§ **MATERIAL FOR THE TASK**:
PR #809, opened 2022-03-24
Add helper to run a function using setuid

directionless:
Some macOS APIs take different actions based on the `uid` of the caller. As such, we need to change our uid to use them. But, the normal mechanisms to change uid effect the _entire_ process.

Luckily, macOS provides a syscall to change permissions only on a single execution thread. And go has a `runtime.LockOsThread` that allows us to ensure our thread  is safe to modify. This is a simple wrapper bundling those together.

### DIFF
--- a/pkg/threadas/threadas.go
+++ b/pkg/threadas/threadas.go
@@ -1,10 +1,15 @@
-// Package threadsetuid uses some thread trickery to facilitate
+//go:build darwin
+// +build darwin
+
+// Package threadas uses some thread trickery to facilitate
 // dropping permissions on a single thread. This allows us to call
 // underlying darwin APIs which change behavior based on the userid.
 //
 // Note that this changes permission on a single thread. It cannot
 // change permission on something like osquery (communication is over
-// a socket), and may not do the right thing if you bring in an exec.
+// a socket), and may not do the right thing if you bring in an
+// exec. This also means that if you spawn a new thread, you'll get
+// the parent process permissions.
 //
 // This is based on ideas from:
 //   * https://github.com/golang/go/issues/14592
@@ -13,21 +18,20 @@
 //
 // There's future work in supporting other platforms. Linux may have
 // `syscall(SYS_setresuid, ...)` for this.
-package threadsetuid
+package threadas
 
-import(
-	"time"
-	"syscall"
+import (
 	"fmt"
 	"runtime"
+	"syscall"
+	"time"
 )
-
 
 // ThreadAs will run a function, in a "thread", after using setuid to
 // change permissions on that thread. It uses `LockOSThread` so the
 // thread terminates after with the function, this is to clean up from
 // the permissions change.
-func ThreadAs(fn func()  error, timeout time.Duration, uid uint32, gid uint32)  error {
+func ThreadAs(fn func() error, timeout time.Duration, uid uint32, gid uint32) error {
 	// As we only support calling the function once, so we can
 	// buffer a single size. Makes it a bit easier to
 	// sequence starting the child and our listener.
@@ -56,9 +60,9 @@ func ThreadAs(fn func()  error, timeout time.Duration, uid uint32, gid uint32)  
 	}()
 
 	select {
-	case err := <- errChan:
+	case err := <-errChan:
 		return err
-	case <- time.After(timeout):
+	case <-time.After(timeout):
 		return fmt.Errorf("Timeout after %s", timeout)
 	}
 }
@@ -69,15 +73,14 @@ func ThreadAs(fn func()  error, timeout time.Duration, uid uint32, gid uint32)  
 //
 // There is some discussion in the man page that this is not suitable
 // for security isolation. It's recommended you read and understand that.
-func pthread_setugid_np(uid uint32, gid uint32) (error) {
+func pthread_setugid_np(uid uint32, gid uint32) error {
 	// syscall.RawSyscall blocks, while Syscall does not. Since we
 	// don't think this blocks, we can use the _slightly_ more
 	// performant RawSyscall
 	_, _, errNo := syscall.RawSyscall(syscall.SYS_SETTID, uintptr(uid), uintptr(gid), 0)
 	if errNo != 0 {
 		return errNo
-	} 
+	}
 
 	return nil
 }
-
--- a/pkg/threadas/threadas.go
+++ b/pkg/threadas/threadas.go
@@ -28,7 +28,9 @@ import (
 )
 
 const (
-	// KAUTH_UID_NONE and KAUTH_GID_NONE are special values. See the man page
+	// KAUTH_UID_NONE and KAUTH_GID_NONE are special values. When
+	// pthread_setugid_np is called with them, it will revert to
+	// the process credentials.
 	KAUTH_UID_NONE = ^uint32(0) - 100
 	KAUTH_GID_NONE = ^uint32(0) - 100
 )
@@ -77,8 +79,9 @@ func ThreadAs(fn func() error, timeout time.Duration, uid uint32, gid uint32) er
 // which sets the per-thread userid and groupid. We use this, and not
 // syscall.Setuid, because the latter will impact _all_ threads.
 //
-// There is some discussion in the man page that this is not suitable
-// for security isolation. It's recommended you read and understand that.
+// This is not suitable for security isolation. Something in thread
+// can return to parent permissions be either calling with
+// KAUTH_UID_NONE, or simply spawning a new thread.
 func pthread_setugid_np(uid uint32, gid uint32) error {
 	// syscall.RawSyscall blocks, while Syscall does not. Since we
 	// don't think this blocks, we can use the _slightly_ more
--- a/pkg/threadas/threadas.go
+++ b/pkg/threadas/threadas.go
@@ -27,6 +27,12 @@ import (
 	"time"
 )
 
+const (
+	// KAUTH_UID_NONE and KAUTH_GID_NONE are special values. See the man page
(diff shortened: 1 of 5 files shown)


pkg/threadas/threadas_test.go
```diff
@@ -0,0 +1,152 @@
...
+
+func TestThreadAs(t *testing.T) {
+	t.Parallel()
+
+	if syscall.Getuid() != 0 {
+		t.Skip("Skipping -- test requires root")
+	}
+
+	targetUid := 501
+	targetGid := 20
```
James-Pickett, line 38: Can you comment on where these numbers come from?

pkg/threadas/threadas_test.go
```diff
@@ -0,0 +1,152 @@
...
+	myUids := getUidData()
+	fnMyUidsEqual := myUids.GenerateTestFunc(t, "matches my user", assert.Equal)
+	fnMyUidsNotEqual := myUids.GenerateTestFunc(t, "does not matches my user", assert.NotEqual)
+
+	// Be somewhat thoughtful in how parallel works here -- using
+	// t.Parallel will spawn a new thread, which potentially
+	// undermines some of what we're testing. But we do want the
+	// top level to be parallel, so that we have more thread
+	// churn.
+	for i := 1; i < 100; i++ {
```
James-Pickett, line 53: what is the purpose of running 100x? Just to make sure we don't get some kind of deadlocks?

pkg/threadas/threadas_test.go
```diff
@@ -0,0 +1,152 @@
...
+
+func TestTimeout(t *testing.T) {
+	t.Parallel()
+
+	fn := func() error {
+		time.Sleep(10 * time.Second)
+		return nil
+	}
+
+	require.Error(t, ThreadAs(fn, timeout, KAUTH_UID_NONE, KAUTH_GID_NONE))
```
James-Pickett, line 88: if you want to make sure you're getting the timeout error as opposed to _any_ error, you can use https://pkg.go.dev/github.com/stretchr/testify/assert#EqualError

pkg/threadas/threadas_test.go
```diff
@@ -0,0 +1,152 @@
...
+
+	fn := func() error {
+		c := runtime.NumGoroutine()
+		require.Equal(t, startCount+1, c, "go routines should be one more than starting")
+		return nil
+	}
+
+	require.Error(t, ThreadAs(fn, timeout, KAUTH_UID_NONE, KAUTH_GID_NONE))
+
+	require.Equal(t, startCount, runtime.NumGoroutine(), "go routines should return to normal")
```
James-Pickett, line 105: very cool test!

pkg/threadas/threadas.go
```diff
@@ -0,0 +1,92 @@
...
+
+import (
+	"fmt"
+	"runtime"
+	"syscall"
+	"time"
+)
+
+const (
+	// KAUTH_UID_NONE and KAUTH_GID_NONE are special values. See the man page
```
blaedj, line 31: this is `man pthread_setugid_np`, correct?

pkg/threadas/threadas.go
```diff
@@ -0,0 +1,92 @@
...
+	go func() {
+		// Calling LockOSThread, without a subsequent Unlock,
+		// will cause the thread to terminate when the
+		// goroutine does. This seems simpler than resetting
+		// the thread permissions.
+		//
+		// An alternate implementation, for darwin, would be
+		// to use `pthread_setugid_np(KAUTH_UID_NONE,
+		// KAUTH_GID_NONE)` to reset permissions
+		// afterwards. See the manpage, or
```
blaedj, line 55: this is `man pthread_setugid_np`, correct?

James-Pickett (changes requested):

pkg/threadas/threadas.go
directionless: Correct

pkg/threadas/threadas.go
```diff
@@ -0,0 +1,92 @@
...
+import (
+	"fmt"
+	"runtime"
+	"syscall"
+	"time"
+)
+
+const (
+	// KAUTH_UID_NONE and KAUTH_GID_NONE are special values. See the man page
+	KAUTH_UID_NONE = ^uint32(0) - 100
```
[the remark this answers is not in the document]
James-Pickett: okay .... looked at the man page and it's a lot of info ... maybe leave a link to the docs?

pkg/threadas/threadas_test.go
directionless: And no weird cross thread pollution. I updated the comment

pkg/threadas/threadas.go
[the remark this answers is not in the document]
directionless: I was really torn about this. The underlying syscall documents these are magic constants to reset the thread permissions to the parent. I don't really want to use them, but it still somehow feels more correct to have them here.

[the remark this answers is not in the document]
directionless: Updated the comments

pkg/threadas/threadas_test.go
```diff
@@ -0,0 +1,192 @@
...
+func TestThreadNoPermission(t *testing.T) {
+	t.Parallel()
+
+	if syscall.Getuid() == 0 {
+		t.Skip("Skipping -- test requires not-root")
+	}
+
+	uids := getUidData()
+	fn := uids.GenerateTestFunc(t, "expected failure", assert.Equal)
+	require.ErrorIs(t, ThreadAs(fn, timeout, uint32(uids.Uid), uint32(uids.Gid)), &NoPermissionsError{}, "Fails when run as non-root")
```
James-Pickett, line 33: nice!

pkg/threadas/threadas_test.go
James-Pickett: I think you are using it correctly ... didn't think to upgrade testify to get access to `require.ErrorIs()` which is better than the `require.EqualError()` I suggested

James-Pickett (approved):

James-Pickett (changes requested):
woops, just noticed something .... dropping my approval, will comment shortly

pkg/threadas/threadas_test.go
directionless: The part I'm unsure is how to do the comparison with the custom errors. Errors are pointers, and I don't really understand how go handles comparing them. Since baking in some context here (like, the seconds in the timeout), go consider `Timeout{t: 1}` different than `Timeout{t: 2}`. But I don't think they should be, so I defined the `Timeout.Is` to use a type assertion.

But this all feels like I'm doing something slightly wrong.

pkg/threadas/threadas_test.go
```diff
@@ -0,0 +1,192 @@
...
+	if syscall.Getuid() != 0 {
+		t.Skip("Skipping -- test requires root")
+	}
+
+	fn := func() error {
+		time.Sleep(10 * time.Second)
+		return nil
+	}
+
+	require.ErrorIs(t, ThreadAs(fn, timeout, uint32(0), uint32(0)), &TimeoutError{})
```
James-Pickett, line 123: this should let you drop the additional Is method on the error
```suggestion
	require.ErrorIs(t, ThreadAs(fn, timeout, uint32(0), uint32(0)), &TimeoutError{t: timeout})
```

pkg/threadas/threadas_test.go
James-Pickett, line 33: this in conjunction with returning `fmt.Errorf()` from `ThreadAs()` will work and you can git rid of custom error
```suggestion
	require.ErrorIs(t, ThreadAs(fn, timeout, uint32(uids.Uid), uint32(uids.Gid)), syscall.Errno(1), "Fails when run as non-root")
```

pkg/threadas/threadas.go
```diff
@@ -0,0 +1,124 @@
...
+//
+// This is not suitable for security isolation. Something in thread
+// can return to parent permissions be either calling with
+// KAUTH_UID_NONE, or simply spawning a new thread.
+func pthread_setugid_np(uid uint32, gid uint32) error {
+	// syscall.RawSyscall blocks, while Syscall does not. Since we
+	// don't think this blocks, we can use the _slightly_ more
+	// performant RawSyscall
+	if _, _, errno := syscall.RawSyscall(syscall.SYS_SETTID, uintptr(uid), uintptr(gid), 0); errno != 0 {
+		return &NoPermissionsError{Errno: errno}
```
James-Pickett, line 120: can probably get away with just wrapping the syscall.Errno and can compare syscall.Errno in tests
```suggestion
		return fmt.Errorf("error changing permission: %w", errno)
```

James-Pickett (changes requested):
Maybe this is slightly more elegant error handling 🤷

James-Pickett (dismissed):

directionless:
We chatted a bit on slack, but I wanted to comment here as well...

I thought about doing something like @James-Pickett suggested -- not defining the `Is` method, and instead wrapping, or having the test also pass along the `timeout`. But that seemed like it wouldn't work well from a caller's perspective. The caller just wants to know if the error is a `TimeoutError`, and the length of the timeout feels wrong. So I see two approaches:
* the `Is` here, with the type assertion. This allows the ultimate error message to be `timeout after 3s`.
* The other would be to define a `TimeoutError` without the duration, and to call it as `fmt.Errorf("after %s: %w", timeout, TimeoutError{})`. Yielding a final error of `after 3s: timeout`

I thought the first of those was slightly cleaner, so use it. I suspect there's something I'm not understanding about the underlying idioms, and there might be a better third way. But we can always change it later

James-Pickett (approved):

§ **WHAT YOU NEED TO DO**:
Where a line in the entries holds "matches", copy that line.

§ **TASK ANSWER**:
+	fnMyUidsEqual := myUids.GenerateTestFunc(t, "matches my user", assert.Equal)
+	fnMyUidsNotEqual := myUids.GenerateTestFunc(t, "does not matches my user", assert.NotEqual)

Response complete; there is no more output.